§ ASSIGNMENT
Every line in the data below that includes "sorry" belongs in the answer, copied as it stands.

§ Collected data
━━━━━━━━━━━━━━━━

PR #347, opened 2015-11-07
Potsdam_Uni and remove Potsdam

johan12345:
Potsdam_Uni now uses LBS and it is located on a different server.
Potsdam now blocks us based on User-Agent.


raphaelm:
Please change the pull request such that only Potsdam_Uni is affected and Potsdam is removed from the app completely. They have reasons for blocking as and asked to be removed, we have to respect this. See support ticket #2365608 for detailled information.

johan12345:
Oh, sorry, I forgot that Potsdam was the library that had requested to be removed. Now I changed the commit to remove Potsdam instead of fixing it.

PR #355, opened 2015-12-08
Re-enable ProGuard and update dependencies

johan12345:
We need to check if this ProGuard configuration fixes the problem on Wiko devices running Android 4.2.


raphaelm:
I just sent out a beta build to four affected users.

PR #130, opened 2011-04-20
added alert, confirm, prompt to browser

timendum:
I know alert, confirm, prompt are not part of the DOM, but all browsers handle them


ianwalter:
I agree with @istvan-antal and @timendum
Putting confirm in `devel` makes no sense. It's a user interface.

lukeapage:
@ianwalter you are free to add alert and console to your globals if you are happy your project using them for user interface.

ianwalter:
@lukeapage I was speaking specifically about `confirm` although you could make the same argument for `alert` and `prompt`. They are browser-supported user interface APIs so I think putting them under the `browser` flag makes sense. Putting `console` under `devel` makes sense since its an API used by developers and doesn't have full browser support.

PR #1538, opened 2014-02-19
Make `arguments` not a reserved keyword.

yungsters:
This patch changes the handling of `arguments` so that it is not considered a
reserved keyword. It is not listed as a reserved keyword on either MDN or the
ES5.1 specification: http://www.ecma-international.org/ecma-262/5.1/#sec-7.6.1

I verified that the following code works in IE 8, Chrome 32, and Firefox 26.

``` javascript
function arguments() {
  return arguments[0] + arguments[1];
}
var object = {};
object.arguments = arguments(1, 2);
object.arguments === 3;
```

### DIFF
--- a/src/jshint.js
+++ b/src/jshint.js
@@ -2159,16 +2159,17 @@ var JSHINT = (function () {
   delim(":").reach = true;
   delim("#");
 
+  type("arguments", function (x) {
+    if (state.directive["use strict"] && funct["(global)"]) {
+      warning("E008", x);
+    }
+  }).identifier = true;
+
   reserve("else");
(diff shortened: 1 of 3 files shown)


metasansana:
Hello,

Maybe the warning should change at least, currently I see:

```sh
Expected an identifier and instead saw 'arguments' ( a reserved word).
```

when I use arguments as a parameter but `arguments` is not a keyword. 
Perhaps something like "Warning value of arguments replaced by function parameter" ? 

https://developer.mozilla.org/en-US/docs/Web/JavaScript/Reference/Lexical_grammar#Keywords

PR #1647, opened 2014-04-29
Closes #1081 by adding the `anonfuncs` option

### LINKED ISSUE #1081: Optionally warn about anonymous functions
When using anonymous functions instead of named function expressions or function declarations it will make stacktraces and code less readable

It would be nice if jshint could warn about them.

hughes:
This option allows anonymous (unnamed) functions.
If false, anonymous functions will raise a warning (W126).


Starefossen:
+1

Issue #1462, opened 2014-01-07
Regression: referencing the `const`-defined variable can be done in a code before its declaration


mzgol:
Take the following code (from https://gist.github.com/mzgol/8305487):
```js
(function () {
  'use strict';
  const o = {
    f: function () {
      console.log(a);
    }
  };
  const a = 'aaa';
  o.f();
})();
```

In both IE11 & Chrome Canary with experimental JS flag on this code logs `'aaa'`. Referencing the `const`-defined variable in a code before its declaration is valid in ES6 as long as this code doesn't run before the declaration (I asked @rwaldron for confirmation).

jsHint used to not warn against this code when both `esnext` and `unused` were turned on (simply because `unused` didn't work for `const`-defined variables) but currently it errors on valid code, i.e. this is a regression.

lukeapage:
@jugglinmike I think this is no longer an error on master and can be closed

mzgol:
> @jugglinmike I think this is no longer an error on master and can be closed

I pasted this code into http://jshint.com/ with `/* jshint esnext: true */` added at the beginning and in the summary I see:

```
One unused variable
10	a
```

lukeapage:
@mzgol sorry you are right, I mis intrepretted the issue - there are multiple const/let scope bug reports which overlap considerably.

Re-reading through it again I see it is not fixed on master, but is fixed in my PR #2344 and duplicated in #2292

PR #1682, opened 2014-05-16
Allow const/let/var above declaration if not used.

mzgol:
(this is a re-opened PR #1658 against `master` instead of the removed `2.x` branch)

Ref gh-1462

@valueof I made it work for `const` but I have no idea how to make it work for `let`. From what I see, `var` & `const` are handled by one data structure (though with weirdnesses like `var` being written as `unused` when not used and `const` being just `const` in such a case just with a special `unused` property written in a different structure that is ignored in the `var` case...) but `let` is handled in a completely different way.

I spent some time looking at the code but I cannot figure out what's exactly going on here... Could you help me make it work for `let` as well?

### DIFF
--- a/src/jshint.js
+++ b/src/jshint.js
@@ -4847,6 +4847,8 @@ var JSHINT = (function () {
 
             if (context[name] === "unused")
               context[name] = "var";
+            else if (context[name] === "const" && getprop(context, name, "unused"))
+              setprop(context, name, { unused: false });
             else if (context[name] === "unction")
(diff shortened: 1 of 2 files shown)


lukeapage:
@jugglinmike this PR is now invalid and I think the issue related is fixed too

jugglinmike:
[As noted](https://github.com/jshint/jshint/issues/1462#issuecomment-100513693) in gh1462, the related issue is not resolved.

PR #1791, opened 2014-08-08
Added basic handling of (abandoned) ECMA 4 type annotations.

clstopher:
These are not allowed in standard Javascript or in later ECMA
versions, but some custom ECMA implementations do allow them.

This commit doesn't add any additional checking of types, it
just allows scripts that do have type annotations in them to be
checked for other standard errors/warnings.

I need this support  for a project I am working on, and can work
off of my own fork, however I thought maybe others could use it
too.

I was not able to find a formal definition of type annotations,
so I based them on the code I have.

Some examples:

``` javascript
function add(x : Number, y : Number) : Number {
  var sum : Number = x + y;
  return sum;
}
for (var i : Number = 0; i < 10; i++) {
  // do something.
}
```

### DIFF
--- a/src/jshint.js
+++ b/src/jshint.js
@@ -127,6 +127,7 @@ var JSHINT = (function () {
         lastsemic   : true, // if semicolons may be ommitted for the trailing
         loopfunc    : true, // if functions should be allowed to be defined within
         expr        : true, // if ExpressionStatement should be allowed as Programs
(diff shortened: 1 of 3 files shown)


toddbluhm:
It would be really great to not have jshint mark this as an error. Is this still a rejected feature?

jugglinmike:
Yes

PR #1814, opened 2014-08-21
Multi-line template literal test case.

KevinGrandon:
I noticed that a function which returns a template literal throws a linting error. I don't think this should be the case. Oddly enough it works properly if you put an interpolated variable ${} in the first line of the literal. The following errors are thrown when I run the attached test case:

```
  [bold]{Line 4, Char 9} Missing semicolon.
  [bold]{Line 6, Char 1} Expected an assignment or function call and instead saw an expression.
  [bold]{Line 7, Char 2} Unnecessary semicolon.
```

@caitp @rwaldron - Do you guys have any pointers of where to look into to fix this?

### DIFF
--- a/tests/unit/core.js
+++ b/tests/unit/core.js
@@ -775,6 +775,14 @@ exports.testES6TemplateLiteralsUndef = function (test) {
   test.done();
 };
 
+exports.testES6TemplateLiteralsMultiLine = function (test) {
+  var src = fs.readFileSync(__dirname + "/fixtures/es6-template-literal-multiline.js", "utf8");
+  TestRun(test)
+    .test(src, { esnext: true });
+
+  test.done();
+};
+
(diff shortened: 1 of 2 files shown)


spenceralger:
@caitp I am still running into this issue because I am returning the template literal.

output:
```sh
$ jshint -v
jshint v2.6.0
$ jshint ~/Desktop/test.js
/Users/spencer/Desktop/test.js: line 12, col 9, Missing semicolon.
/Users/spencer/Desktop/test.js: line 14, col 1, Expected an assignment or function call and instead saw an expression.

2 errors
```

test code:
```js
/* jshint esnext:true */

var foo = 'bar';

// fine
var one = `
  ${foo}
`;

// failes
var two = (function () {
  return `
    ${foo}
  `;
}());
```

caitp:
i'll take a look tonight

PR #1909, opened 2014-10-18
Support `--prereq` CLI options

### LINKED ISSUE #1685: ERROR: Unknown option --prereq
I couldn't get it working in v2.5.0, but 2.5.1 doesn't work either.

screen shot 2014-05-16 at 4 03 21 pm

What should I do to troubleshoot this? The [CLI docs](http://jshint.com/docs/cli/) make it look like `--prereq` is supported, but I can't find any other references to it.

I have a large application that makes use of multiple `namespace.js` files throughout the project to declare globals – how do I pass this to JSHint? Thanks!

satchmorun:
Since [the docs][1] mention it, and it's already supported via [config][2],
I thought I'd just pop the CLI support in.

This PR make `jshint` allow specifying the `--prereq` option on the command
line, accepting a comma-separated list of paths.

Test-related notes:

- Fixes the existing `testPrereq` test to check the right exit code. In its
  current incarnation, it could never fail (even when `lint` didn't pass)
- Added 2 tests for specifying the `--prereq` options from the command line.

Implementation notes:

I did the simplest thing possible (just merging the CLI `prereq` options in
with the config ones in the `run` method in `cli.js`). It's a little bit
awkward because there are 2 paths to `lint`:

1. `opts.useStdin`
2. `!opts.useStdin`

And each loads the config in a slightly different way. So the `mergeCLIPrereq`
function has to be in 2 code paths. So, slightly awkward, but not too terrible.

Fixes #1685.

[1]: http://jshint.com/docs/cli
[2]: https://github.com/jshint/jshint/blob/master/src/cli.js#L451-458

### DIFF
--- a/src/cli.js
+++ b/src/cli.js
@@ -15,6 +15,13 @@ var defReporter       = require("./reporters/default").reporter;
 var OPTIONS = {
   "config": ["c", "Custom configuration file", "string", false ],
   "reporter": ["reporter", "Custom reporter (<PATH>|jslint|checkstyle)", "string", undefined ],
+  "prereq": [
+    "prereq",
+    "Comma-separate list of prerequisite (paths). E.g. files which include" +
+    "definitions of global variabls used throughout your project",
+    "string",
+    ""
+  ],
   "exclude": ["exclude",
     "Exclude files matching the given filename pattern (same as .jshintignore)", "string", null],
   "exclude-path": ["exclude-path", "Pass in a custom jshintignore file path", "string", null],
@@ -593,6 +600,12 @@ var exports = {
     var results = [];
     var data = [];
 
+    function mergeCLIPrereq(config) {
+      if (opts.prereq) {
+        config.prereq = (config.prereq || []).concat(opts.prereq.split(/\s*,\s*/));
+      }
+    }
+
     if (opts.useStdin) {
       cli.withStdin(function (code) {
         var config = opts.config;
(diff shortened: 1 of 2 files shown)


edslocomb:
Can I do anything to help move this along?

Support for prereqs on the command line is really rather important for a component that fits in the middle of a toolchain; e.g. when the list of dependencies is generated by a precompiler (or multiple precomilers), and jshint output sent along to a text editor.

adrianmoisey:
:bell: 
Would be rad if this got merged.

src/cli.js
```diff
@@ -593,6 +600,12 @@ var exports = {
     var results = [];
     var data = [];
 
+    function mergeCLIPrereq(config) {
+      if (opts.prereq) {
+        config.prereq = (config.prereq || []).concat(opts.prereq.split(/\s*,\s*/));
```
lukeapage: @jugglinmike 
this only supports whitespace where it has already been escaped. e.g. In my tests..

```
$ jshint a.js --prereq b.js ,c.js
```
will try and open `,c.js` but
```
$ jshint a.js --prereq "b.js, c.js"
```
and
```
$ jshint a.js --prereq b.js,\ c.js
```
will treat it as one argument.

So I think your comment is already resolved through pre-processing before it gets into this code.

Are you happy with that? I've resolved the other code comments.

lukeapage:
moved to https://github.com/jshint/jshint/pull/2474

src/cli.js
jugglinmike: Yeah, I think I was thrown off by the way `cli.interpret` works in the tests.

PR #1967, opened 2014-11-10
Don't delete lines following lex'd `ignore:end`. Fixes gh-1879

### LINKED ISSUE #1879: Ignore blocks confuse dead code analysis
It seams deadcode analysis doesn't take ignore blocks into account:

```javascript
function Foo() {   // unmatched '{'
    return ;
    // jshint ignore: start
    return [];  // unreachable 'return' after return
    // jshint ignore:end
} // Expected an identifier and instead saw '}'
```

caitp:
Previously, lines would be cleared (set to the empty string) even after `ignore:end`
is found, if the comment was not processed first.

This change performs some minor comment processing in the lexer itself in order to
solve this problem.

This is a hack, ideas are welcome.

Closes #1879

### DIFF
--- a/src/lex.js
+++ b/src/lex.js
@@ -358,6 +358,7 @@ Lexer.prototype = {
     var rest = this.input.substr(2);
     var startLine = this.line;
     var startChar = this.char;
+    var self = this;
 
     // Create a comment token object and make sure it
     // has all the data JSHint needs to work with special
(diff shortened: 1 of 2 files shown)


lukeapage:
@caitp if you don't mind I'll grab this branch and build on top of it?

I just hit a problem with destructuring where it is using peek more and the lexer can throw errors on peek, so it works both ways.

I'd like to a) abstract option parsing to a new file, so it isn't repeated b) apply @jugglinmike suggestions, so removing ignore from state and jshint

lukeapage:
> I'd like to a) abstract option parsing to a new file, so it isn't repeated b) apply @jugglinmike suggestions, so removing ignore from state and jshint

on second thought (a) is alot more work than its worth

lukeapage:
moved to https://github.com/jshint/jshint/pull/2512

PR #1984, opened 2014-11-18
Don't warn fat arrow params used out of scope. Fixes #1983

### LINKED ISSUE #1983: incorrect "used out of scope" warning with arrow function
Test case:

```
'use strict';

(() => {
    for (var i = 0; i < 10; i++) {
        var x;
    }

    var arrow = (x) => {
        return x;
    };

    arrow();
})();
```

jshint 2.5.10 generates the following error:

```
test.js: line 8, col 18, 'x' used out of scope.
```

caitp:
This is a hack, but I couldn't find a quicker fix. There are probably some things
that ought to be done better here.

Fixes gh-1983

### DIFF
--- a/src/jshint.js
+++ b/src/jshint.js
@@ -2078,7 +2078,9 @@ var JSHINT = (function () {
         case "function":
         case "var":
         case "unused":
-          warning("W038", state.tokens.curr, v);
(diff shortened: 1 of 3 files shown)


rwaldron:
I landed the alternate version of this

PR #2010, opened 2014-11-27
AppVeyor: remove global cache and add node 0.11

XhmikosR:
We don't install any global modules.

/CC @jugglinmike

━━━━━━━━━━━━━━━━

§ ANSWER SECTION
Oh, sorry, I forgot that Potsdam was the library that had requested to be removed. Now I changed the commit to remove Potsdam instead of fixing it.
@mzgol sorry you are right, I mis intrepretted the issue - there are multiple const/let scope bug reports which overlap considerably.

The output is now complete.